# [WHAT YOU WILL DO]
The records appear below. Copy each one exactly.

# [SOURCE DATA]
PR #410, opened 2020-05-14
RazorsFrozenTesting

samuelsadok:


Firmware/MotorControl/axis.hpp
```diff
@@ -60,11 +65,19 @@ class Axis {
...
                                     //   For M0 this has no effect if enable_uart is true
+        bool step_dir_always_on = false; //<! Keep step/dir enabled while the motor is disabled.
+                                         //<! This is ignored if enable_step_dir is false.
+                                         //<! This setting only takes effect on a state transition
+                                         //<! into idle or out of closed loop control.
+
         float counts_per_step = 2.0f;
 
-        float watchdog_timeout = 0.0f; // [s] (0 disables watchdog)
+        float watchdog_timeout = 0.0f;  // [s] (0 disables watchdog)
```
madcowswe: 0 disables is no longer true with enable_watchdog, right?

Firmware/MotorControl/encoder.cpp
```diff
@@ -163,7 +182,7 @@ bool Encoder::run_direction_find() {
 // TODO: Do the scan with current, not voltage!
 bool Encoder::run_offset_calibration() {
     static const float start_lock_duration = 1.0f;
-    static const int num_steps = (int)(config_.calib_scan_distance / config_.calib_scan_omega * (float)current_meas_hz);
+    static const int num_steps             = (int)(config_.calib_scan_distance / config_.calib_scan_omega * static_cast<float>(current_meas_hz));
```
madcowswe: the space before the "=" hurts me.

Firmware/MotorControl/encoder.cpp
```diff
@@ -199,8 +218,8 @@ bool Encoder::run_offset_calibration() {
 
     // scan forward
     i = 0;
-    axis_->run_control_loop([&](){
-        float phase = wrap_pm_pi(config_.calib_scan_distance * (float)i / (float)num_steps - config_.calib_scan_distance / 2.0f);
+    axis_->run_control_loop([&]() {
+        float phase   = wrap_pm_pi(config_.calib_scan_distance * static_cast<float>(i) / static_cast<float>(num_steps) - config_.calib_scan_distance / 2.0f);
```
madcowswe: This static_cast stuff makes it really hard to read, what's wrong with regular cast?

Firmware/MotorControl/encoder.cpp
```diff
@@ -276,7 +294,7 @@ static bool decode_hall(uint8_t hall_state, int32_t* hall_cnt) {
 }
 
 void Encoder::sample_now() {
-    switch (config_.mode) {
+    switch (mode_) {
```
madcowswe, line 297: why is there now a copy of `config.mode_`? I only see it written to in `setup()`. Is it intentional that you can only change encoder mode with a reboot?

Firmware/MotorControl/encoder.cpp
```diff
@@ -383,10 +543,12 @@ bool Encoder::update() {
 
     //// compute electrical phase
     //TODO avoid recomputing elec_rad_per_enc every time
-    float elec_rad_per_enc = axis_->motor_.config_.pole_pairs * 2 * M_PI * (1.0f / (float)(config_.cpr));
-    float ph = elec_rad_per_enc * (interpolated_enc - config_.offset_float);
+    float elec_rad_per_enc = axis_->motor_.config_.pole_pairs * 2 * M_PI * (1.0f / static_cast<float>(config_.cpr));
+    float ph               = elec_rad_per_enc * (interpolated_enc - config_.offset_float);
```
madcowswe: These spaces again..

Firmware/MotorControl/motor.hpp
```diff
@@ -187,6 +193,7 @@ class Motor {
     DRV8301_FaultType_e drv_fault_ = DRV8301_FaultType_NoFault;
     DRV_SPI_8301_Vars_t gate_driver_regs_; //Local view of DRV registers (initialized by DRV8301_setup)
     float thermal_current_lim_ = 10.0f;  //[A]
+    float inverter_temp_ = 20.0f;
```
madcowswe: I would say 0.0f would be a better default. Looks more "uninitialised" than 20.

Firmware/MotorControl/utils.hpp
```diff
@@ -89,6 +77,20 @@ static inline float fmodf_pos(float x, float y) {
...
+/**
+ * @brief Similar to modulo operator, except that the output range is centered
+ * around zero.
+ * The returned value is always in the range [-pm_range, pm_range).
+ */
+static inline float wrap_pm(float x, float pm_range) {
+    return fmodf_pos(x + pm_range, 2.0f * pm_range) - pm_range;
+}
+
+//beware of inserting large angles!
```
madcowswe: beware of large angles no longer applies

madcowswe (approved):
@samuelsadok After you have addressed the comments, feel free to merge to `devel` yourself when you are done.

Firmware/MotorControl/encoder.cpp
madcowswe: More instances of this exist throughout.

Firmware/MotorControl/encoder.cpp
madcowswe: Btw feel free to leave it if there is a very good reason (readability is high on my priority list)
More instances of this exist throughout.

Firmware/MotorControl/axis.hpp
samuelsadok: there's still a separate check for `watchdog_timeout == 0.0f`. I'll remove though it since it's redundant now.

Firmware/MotorControl/encoder.cpp
samuelsadok: Here are some interesting perspectives on this:
https://stackoverflow.com/questions/101958/code-formatting-is-lining-up-similar-lines-ok

After reading this I also gravitate to the no-alignment camp, perhaps with exceptions such as:
```
float v_alpha = c*v_d - s*v_q;
float v_beta  = c*v_q + s*v_d;
```
which is essentially a matrix multiplication on two lines.

I'm gonna do an unalign-pass on the most prominent files.

Firmware/MotorControl/encoder.cpp
samuelsadok: C++ style casts are more explicit in the sense that a C style cast can resolve to `static_cast`, `reinterpret_cast` or `const_cast`, depending on the involved types. Another argument is to make casts in general less subtle:
> An ugly operation should have an ugly syntactic form.
>  [— Bjarne Stroustrup](http://www.stroustrup.com/bs_faq2.html#static-cast)

And ugly they are. I think a sensible rule would be to use classic casts for numerical code and C++ style casts in all other cases.

Firmware/MotorControl/encoder.cpp
samuelsadok: Yes, SPI encoders need a special setup procedure which is only done at startup. Apart from that the encoder class currently contains way too much state and code paths for a runtime-switch to feel comfortable, for instance looking at the `pre_calibrated` logic.

Firmware/MotorControl/motor.hpp
samuelsadok: or NaN? Could surprise one or the other user but seems to me like the cleanest default.

Firmware/MotorControl/encoder.cpp
Wetmelon: fwiw that article was from 2008 and clang-format on git hook is a thing, so git merge isn't really an issue anymore, it's mostly personal preference now.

# [RESULT FOR THIS EXERCISE]
PR #410, opened 2020-05-14
RazorsFrozenTesting

samuelsadok:


Firmware/MotorControl/axis.hpp
```diff
@@ -60,11 +65,19 @@ class Axis {
...
                                     //   For M0 this has no effect if enable_uart is true
+        bool step_dir_always_on = false; //<! Keep step/dir enabled while the motor is disabled.
+                                         //<! This is ignored if enable_step_dir is false.
+                                         //<! This setting only takes effect on a state transition
+                                         //<! into idle or out of closed loop control.
+
         float counts_per_step = 2.0f;
 
-        float watchdog_timeout = 0.0f; // [s] (0 disables watchdog)
+        float watchdog_timeout = 0.0f;  // [s] (0 disables watchdog)
```
madcowswe: 0 disables is no longer true with enable_watchdog, right?

Firmware/MotorControl/encoder.cpp
```diff
@@ -163,7 +182,7 @@ bool Encoder::run_direction_find() {
 // TODO: Do the scan with current, not voltage!
 bool Encoder::run_offset_calibration() {
     static const float start_lock_duration = 1.0f;
-    static const int num_steps = (int)(config_.calib_scan_distance / config_.calib_scan_omega * (float)current_meas_hz);
+    static const int num_steps             = (int)(config_.calib_scan_distance / config_.calib_scan_omega * static_cast<float>(current_meas_hz));
```
madcowswe: the space before the "=" hurts me.

Firmware/MotorControl/encoder.cpp
```diff
@@ -199,8 +218,8 @@ bool Encoder::run_offset_calibration() {
 
     // scan forward
     i = 0;
-    axis_->run_control_loop([&](){
-        float phase = wrap_pm_pi(config_.calib_scan_distance * (float)i / (float)num_steps - config_.calib_scan_distance / 2.0f);
+    axis_->run_control_loop([&]() {
+        float phase   = wrap_pm_pi(config_.calib_scan_distance * static_cast<float>(i) / static_cast<float>(num_steps) - config_.calib_scan_distance / 2.0f);
```
madcowswe: This static_cast stuff makes it really hard to read, what's wrong with regular cast?

Firmware/MotorControl/encoder.cpp
```diff
@@ -276,7 +294,7 @@ static bool decode_hall(uint8_t hall_state, int32_t* hall_cnt) {
 }
 
 void Encoder::sample_now() {
-    switch (config_.mode) {
+    switch (mode_) {
```
madcowswe, line 297: why is there now a copy of `config.mode_`? I only see it written to in `setup()`. Is it intentional that you can only change encoder mode with a reboot?

Firmware/MotorControl/encoder.cpp
```diff
@@ -383,10 +543,12 @@ bool Encoder::update() {
 
     //// compute electrical phase
     //TODO avoid recomputing elec_rad_per_enc every time
-    float elec_rad_per_enc = axis_->motor_.config_.pole_pairs * 2 * M_PI * (1.0f / (float)(config_.cpr));
-    float ph = elec_rad_per_enc * (interpolated_enc - config_.offset_float);
+    float elec_rad_per_enc = axis_->motor_.config_.pole_pairs * 2 * M_PI * (1.0f / static_cast<float>(config_.cpr));
+    float ph               = elec_rad_per_enc * (interpolated_enc - config_.offset_float);
```
madcowswe: These spaces again..

Firmware/MotorControl/motor.hpp
```diff
@@ -187,6 +193,7 @@ class Motor {
     DRV8301_FaultType_e drv_fault_ = DRV8301_FaultType_NoFault;
     DRV_SPI_8301_Vars_t gate_driver_regs_; //Local view of DRV registers (initialized by DRV8301_setup)
     float thermal_current_lim_ = 10.0f;  //[A]
+    float inverter_temp_ = 20.0f;
```
madcowswe: I would say 0.0f would be a better default. Looks more "uninitialised" than 20.

Firmware/MotorControl/utils.hpp
```diff
@@ -89,6 +77,20 @@ static inline float fmodf_pos(float x, float y) {
...
+/**
+ * @brief Similar to modulo operator, except that the output range is centered
+ * around zero.
+ * The returned value is always in the range [-pm_range, pm_range).
+ */
+static inline float wrap_pm(float x, float pm_range) {
+    return fmodf_pos(x + pm_range, 2.0f * pm_range) - pm_range;
+}
+
+//beware of inserting large angles!
```
madcowswe: beware of large angles no longer applies

madcowswe (approved):
@samuelsadok After you have addressed the comments, feel free to merge to `devel` yourself when you are done.

Firmware/MotorControl/encoder.cpp
madcowswe: More instances of this exist throughout.

Firmware/MotorControl/encoder.cpp
madcowswe: Btw feel free to leave it if there is a very good reason (readability is high on my priority list)
More instances of this exist throughout.

Firmware/MotorControl/axis.hpp
samuelsadok: there's still a separate check for `watchdog_timeout == 0.0f`. I'll remove though it since it's redundant now.

Firmware/MotorControl/encoder.cpp
samuelsadok: Here are some interesting perspectives on this:
https://stackoverflow.com/questions/101958/code-formatting-is-lining-up-similar-lines-ok

After reading this I also gravitate to the no-alignment camp, perhaps with exceptions such as:
```
float v_alpha = c*v_d - s*v_q;
float v_beta  = c*v_q + s*v_d;
```
which is essentially a matrix multiplication on two lines.

I'm gonna do an unalign-pass on the most prominent files.

Firmware/MotorControl/encoder.cpp
samuelsadok: C++ style casts are more explicit in the sense that a C style cast can resolve to `static_cast`, `reinterpret_cast` or `const_cast`, depending on the involved types. Another argument is to make casts in general less subtle:
> An ugly operation should have an ugly syntactic form.
>  [— Bjarne Stroustrup](http://www.stroustrup.com/bs_faq2.html#static-cast)

And ugly they are. I think a sensible rule would be to use classic casts for numerical code and C++ style casts in all other cases.

Firmware/MotorControl/encoder.cpp
samuelsadok: Yes, SPI encoders need a special setup procedure which is only done at startup. Apart from that the encoder class currently contains way too much state and code paths for a runtime-switch to feel comfortable, for instance looking at the `pre_calibrated` logic.

Firmware/MotorControl/motor.hpp
samuelsadok: or NaN? Could surprise one or the other user but seems to me like the cleanest default.

Firmware/MotorControl/encoder.cpp
Wetmelon: fwiw that article was from 2008 and clang-format on git hook is a thing, so git merge isn't really an issue anymore, it's mostly personal preference now.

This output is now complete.